EU is pumping money into technology that suppresses freedoms in Turkey

George Marinescu
English Section / 14 noiembrie

EU is pumping money into technology that suppresses freedoms in Turkey

Versiunea în limba română

Turkish companies have benefited from amounts allocated from the European Horizon 2020 program, amounts that have also indirectly reached the Chinese partners of companies in Turkey, according to a journalistic investigation published yesterday by the website Follow The Money.

The cited source states that the streets of Istanbul have been covered with high-performance surveillance cameras, through which the Turkish police use facial recognition to suppress peaceful protests and that all this technology is financed directly or indirectly from European funds. The journalistic investigation published by Follow The Money mentions the case of Netaş, a Turkish technology company controlled 48% by the Chinese giant ZTE, as the perfect example of how European money can end up, in a strange and dangerous way, reinforcing exactly what the EU claims to combat: intrusive surveillance, foreign interference and the erosion of fundamental rights.

In Turkey, everything happens at a speed that is hard to imagine. Within hours of participating in a peaceful protest, young people find themselves with the police rushing into their lives at dawn. And the source cited presents the case of a young man named Emre who was arrested following a protest and imprisoned for ten days in Marmare prison. The reason? A video frame, an angle captured by a camera, an image in which he was simply standing in the crowd. Nothing violent, nothing illegal, just the simple presence at an opposition rally has become enough for arrest, detention, endless trials. These images, often provided by high-performance cameras, connected to state-of-the-art servers, have become "evidence” in the hands of the Turkish police. Basically, the authoritarian system recognizes you, extracts you from the anonymity of the crowd and turns you into a criminal file.

What is shocking, however, is not just the scale of surveillance in Turkey, but the way in which the technology behind it is financed. The source cited shows that Netaş, a company that supplies servers essential to the police's facial recognition network, appears in the European Commission's registers as a "key innovator", although the majority shareholder, the Chinese company ZTE, is officially classified as a "high-risk" supplier for European security.
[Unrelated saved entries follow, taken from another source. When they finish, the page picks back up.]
PR #3683, opened 2024-01-11
Prevent upgrades that would leave the customer locked

RobertJoonas:
### Changes

This PR fixes two cases where a customer can subscribe to a plan, and their account will still remain locked:

1. The `allowance_required` on their grace period is more than what they subscribe to. The fix to this is removing the `allowance_required` field from the grace period. We don't need that anymore because we're now preventing upgrades to plans that don't accommodate the user.
2. We are currently allowing cancelled and paused subscriptions to subscribe to a plan when exceeding its pageview limit by 30% (for 10k plans) or 15% (for all other plans).

    Once these customers upgrade, we'll start measuring their pageview usage in billing cycles (defined by the last payment date). When that happens, it may be true that the customer exceeded their pageview limit for the last two billing cycles which will leave the customer locked.

    * last cycle might be exceeded since we allow to go 15% over the limit, and the site locker only allows 10%

    * penultimate cycle might be exceeded since the customer might have still sent events that we recorded when their subscription was not active

    To make the upgrades impossible in these scenarios, we can make sure that the last cycle is not exceeded when the upgrade happens. We can do that by only allowing them to go over the limit by 10%.
    
    So to conclude, the fix is only applying the 30% / 15% allowance margin to trials, because they cannot have exceeded the penultimate cycle.

### Tests

### Changelog

### Documentation

### Dark mode


lib/plausible_web/components/billing/plan_box.ex
```diff
@@ -218,6 +207,28 @@ defmodule PlausibleWeb.Components.Billing.PlanBox do
     """
   end
 
+  defp usage_within_plan_limits?(%{usage: usage, user: user, plan_to_render: plan}) do
+    trial_active_or_ended_recently? =
+      Timex.diff(Timex.today(), user.trial_expiry_date, :days) <= 10
```
RobertJoonas, line 212: In the PR description I mentioned that we'll only be giving the bigger margins to trials. However...

I figured that, instead of checking whether the user is on trial, we should allow a bigger margin up to 10 days after the trial expired to give them some time to upgrade to the plan that they want.

While this makes it theoretically possible that they will be locked after the upgrade (because the first 10 days will then belong to the penultimate cycle, and the usage might be exceeded in those 10 days) - it's extremely unlikely, and we also have manual overrides in the CRM when that happens.

lib/plausible/billing/quota.ex
```diff
@@ -421,9 +425,14 @@ defmodule Plausible.Billing.Quota do
     end
   end
 
-  defp pageview_limit_with_margin(%{monthly_pageview_limit: limit}) do
-    allowance_margin = if limit == 10_000, do: 0.3, else: 0.15
-    ceil(limit * (1 + allowance_margin))
+  defp pageview_limit_with_margin(%{monthly_pageview_limit: limit}, opts) do
+    margin =
+      case Keyword.get(opts, :pageview_allowance_margin) do
```
aerosol, line 430:
```elixir
margin = Keyword.get(opts, :pageview_allowance_margin, @pageview_allowance_margin)
```

should suffice, the likeliness of a non-nil non-float is low?

test/plausible_web/live/choose_plan_test.exs
```diff
@@ -231,6 +231,75 @@ defmodule PlausibleWeb.Live.ChoosePlanTest do
...
+         %{conn: conn, site: site} do
+      generate_usage_for(site, 115_000)
+
+      {:ok, lv, _doc} = get_liveview(conn)
+      doc = set_slider(lv, "100k")
+
+      refute class_of_element(doc, @growth_checkout_button) =~ "pointer-events-none"
+      refute class_of_element(doc, @business_checkout_button) =~ "pointer-events-none"
+
+      generate_usage_for(site, 1)
```
aerosol, line 247: Could you elaborate on the part of the test starting here? It's not like we're resetting the usage, but appending a single event - was that intention here?

lib/plausible/auth/grace_period.ex
```diff
@@ -17,43 +17,39 @@ defmodule Plausible.Auth.GracePeriod do
 
   @type t() :: %__MODULE__{
           end_date: Date.t() | nil,
-          allowance_required: non_neg_integer(),
```
aerosol, line 20: Should we migrate the existing records in a clean-up step?

lib/plausible_web/components/billing/plan_box.ex
zoldar, line 212: While it should not be possible to run this function against a user without `trial_expiry_date` filled, perhaps we should still explicitly account for it? Now `{:error, :invalid_date} <= 10` will evaluable to `false`, which might be okay but also accidental.

test/plausible_web/live/choose_plan_test.exs
zoldar: AFAIU it's about checking a conditions where plan is locked on checkout when it's past 15% margin of pageview allowance (115k vs 115k+1) - so it makes sense to me at least 😅

zoldar (approved):

test/plausible_web/live/choose_plan_test.exs
RobertJoonas: Yes, it's like @zoldar said - the intention of `generate_usage_for(site, 1)` is adding one more event so that the usage allowance margin be exceeded, meaning that the user cannot subscribe to this plan anymore.

lib/plausible/auth/grace_period.ex
RobertJoonas: I don't think that's necessary as we're most likely never dealing with this field again, and it can remain a stale key in the grace period (`map` type) for existing records.

The purpose of `grace_period.allowance_required` was to keep the user locked if they don't upgrade "high enough". We're now preventing such upgrades in the first place which is surely a better experience for customers. So we will never need to read this key again, and I don't think we'll ever need to go back to doing things the old way.

lib/plausible_web/components/billing/plan_box.ex
RobertJoonas: Hmm, yes. Would be nice to use something like `Timex.diff!/3` here but that doesn't exist. @zoldar what do you think about just adding a pattern match clause at the start of this function to assert that it's a `%Date{}` struct? 

```elixir
defp usage_within_plan_limits?(%{usage: usage, user: user, plan_to_render: plan}) do
  %Date{} = user.trial_expiry_date

  trial_active_or_ended_recently? =
    Timex.diff(Timex.today(), user.trial_expiry_date, :days) <= 10
  
  # ...
end
```

test/plausible_web/live/choose_plan_test.exs
aerosol: oh crap, I haven't noticed the `refute` morphing into `assert` 🤦

lib/plausible_web/components/billing/plan_box.ex
zoldar: Nothing better comes to my mind now 👍

RobertJoonas: done in https://github.com/plausible/analytics/pull/3683/commits/69a61531a0a44d329fb8ade6e6a2d92152b2f6da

And yet Netaş has received hundreds of thousands of euros over the years through programs such as Horizon 2020 and continues, through various mechanisms and consortia, to indirectly benefit from European money.

The same source cited states that, in parallel, other Turkish companies well connected to the state, such as Aselsan and Havelsan, receive European funding while developing surveillance tools, facial recognition body-cams and urban control systems used by the authorities in repressive operations.
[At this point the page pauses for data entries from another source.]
PR #3686, opened 2024-01-14
Fix weekly interval bug

RobertJoonas:
### Changes

This PR fixes a bug where the main graph weekly interval query sometimes returns 0 visitors for the first week, even when there were visitors.

The bug can be reproduced on any dashboard by looking at the main graph, when the following conditions are met:

1. The site timezone is ahead of UTC
2. The first day of the selected period is not a Monday
3. The `week` interval option is selected

This happened because the start of the month defining the first week was missing the UTC -> site.timezone conversion.

### Tests

### Changelog

### Documentation

### Dark mode

### DIFF
--- a/test/plausible_web/controllers/api/stats_controller/main_graph_test.exs
+++ b/test/plausible_web/controllers/api/stats_controller/main_graph_test.exs
@@ -688,6 +688,31 @@ defmodule PlausibleWeb.Api.StatsController.MainGraphTest do
              }
     end
 
+    test "returns stats for the first week of the month when site.timezone is ahead of UTC", %{
+      conn: conn,
+      site: site
+    } do
+      site =
+        site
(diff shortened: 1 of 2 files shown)


test/plausible_web/controllers/api/stats_controller/main_graph_test.exs
```diff
@@ -688,6 +688,31 @@ defmodule PlausibleWeb.Api.StatsController.MainGraphTest do
              }
     end
 
+    test "returns stats for the first week of the month when site.timezone is ahead of UTC", %{
```
macobo, line 691:
```suggestion
    test "returns stats for the first week of the month when site timezone is ahead of UTC", %{
```

macobo (approved):
Nice simple fix! :partying_face: (hi!)

aerosol (approved):

zoldar (approved):
✨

It is a paradox that raises serious questions about the integrity of EU mechanisms. While Brussels classifies ZTE as a major risk, while the European Parliament demands strict checks on Chinese companies involved in critical infrastructure, at the same time programs generously funded by European taxpayers end up supporting the very technology that the EU considers a threat.
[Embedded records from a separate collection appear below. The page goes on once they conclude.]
PR #3687, opened 2024-01-15
Support `contains`/`matches` for custom properties

macobo:
### Changes

This PR a filtering with `contains`/`matches` for custom properties, e.g. "Filter where (custom property) url contains foo"

image

First PR :raised_hands: 

### Tests

### Changelog

### Documentation

### Dark mode

### DIFF
--- a/CHANGELOG.md
+++ b/CHANGELOG.md
@@ -2,6 +2,7 @@
 All notable changes to this project will be documented in this file.
 
 ### Added
+- Allow filtering with `contains`/`matches` operator for custom properties
 - Add `referrers.csv` to CSV export
 - Add a new Properties section in the dashboard to break down by custom properties
 - Add `custom_props.csv` to CSV export (almost the same as the old `prop_breakdown.csv`, but has different column headers, and includes props for pageviews too, not only custom events)
--- a/assets/js/dashboard/stats/modals/prop-filter-modal.js
+++ b/assets/js/dashboard/stats/modals/prop-filter-modal.js
@@ -40,11 +40,15 @@ function PropFilterModal(props) {
 
   const fetchPropValueOptions = useCallback(() => {
     return (input) => {
+      if (formState.prop_value?.type === FILTER_TYPES.contains) {
+        return Promise.resolve([])
+      }
+
       const propKey = formState.prop_key?.value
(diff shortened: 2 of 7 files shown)


aerosol:
There's something wrong with re-applying the filter when modifying the custom props breakdown query:

https://github.com/plausible/analytics/assets/173738/9e7940d0-eb90-4a98-9e56-618ac75cddd6

aerosol:
On a freshly seeded db (you can repro via `mix ecto.reset`), Total Visits doubles when a non-existing property value is supplied to the query:

https://github.com/plausible/analytics/assets/173738/52327b2a-ebcf-4415-bfea-2cdc24ec9b88

I thought it was due to seed data being nonsense, but modifying the test you've added, also returns extra rows that shouldn't be included?

```diff
diff --git a/test/plausible_web/controllers/api/stats_controller/pages_test.exs b/test/plausible_web/controllers/api/stats_controller/pages_test.exs
index 339a4bab3..ba9aa0fed 100644
--- a/test/plausible_web/controllers/api/stats_controller/pages_test.exs
+++ b/test/plausible_web/controllers/api/stats_controller/pages_test.exs
@@ -103,7 +103,7 @@ defmodule PlausibleWeb.Api.StatsController.PagesTest do
         build(:pageview, pathname: "/5")
       ])
 
-      filters = Jason.encode!(%{props: %{"prop" => "~bar"}})
+      filters = Jason.encode!(%{props: %{"prop" => "~bar|pppp"}})
       conn = get(conn, "/api/stats/#{site.domain}/pages?period=day&filters=#{filters}")
 
       assert json_response(conn, 200) == [
```

macobo:
@aerosol thank you for the great feedback. I've updated the branch.

(1) Regarding breakdowns, this was a legit bug in the code, see fix in https://github.com/plausible/analytics/pull/3687/commits/43772bc1c950b8957ce1a8cb39fe1a00f0626b16

(2) seems to be about how regex is internally escaped. I hoped that merging https://github.com/plausible/analytics/pull/3634 would fix this, but it did not. Given that this behavior already exists on master, I'll fix this in a separate PR, [filed it in my worklog](https://3.basecamp.com/5308029/buckets/35611491/card_tables/cards/6952398131).

aerosol (approved):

The lack of coherence and control displeases European parliamentarians and digital rights experts, as well as representatives of civil liberties NGOs contacted by the cited source, who sounded the following alarm bell: The European Commission does not sufficiently monitor the real destination of the money, nor the political and moral implications of the funded projects. There are no solid guarantees that European research is not diverted to aggressive surveillance technology, used in countries where the rule of law is collapsing.

And the reality in Turkey leaves no room for interpretation: peaceful protests tracked in real time, automatic identifications, lightning arrests, files built exclusively on images extracted from video streams. Lawyers warn that these practices not only violate fundamental freedoms, but also degrade the very notion of justice. However, Ankara is pushing the project even further: 13,000 new facial recognition cameras, the integration of all public and private cameras into a single network, mandatory body-cams with AI for police officers by the end of 2025. Total surveillance is no longer a dystopian scenario, but a technological project financed, in part, by European money.

For Europe, the stakes are huge. Research funding becomes vulnerable to the strategic influences of authoritarian regimes, while the lack of internal oversight risks compromising the EU's credibility in defending human rights. When Brussels pumps funds into states and companies that repress freedom of expression, destroy young lives and turn video cameras into tools of political control, the message becomes absurd: the EU funds what it condemns.

Europe claims to defend the fundamentals values. Turkey demonstrates, with the technological support of the EU, how easily they can be betrayed.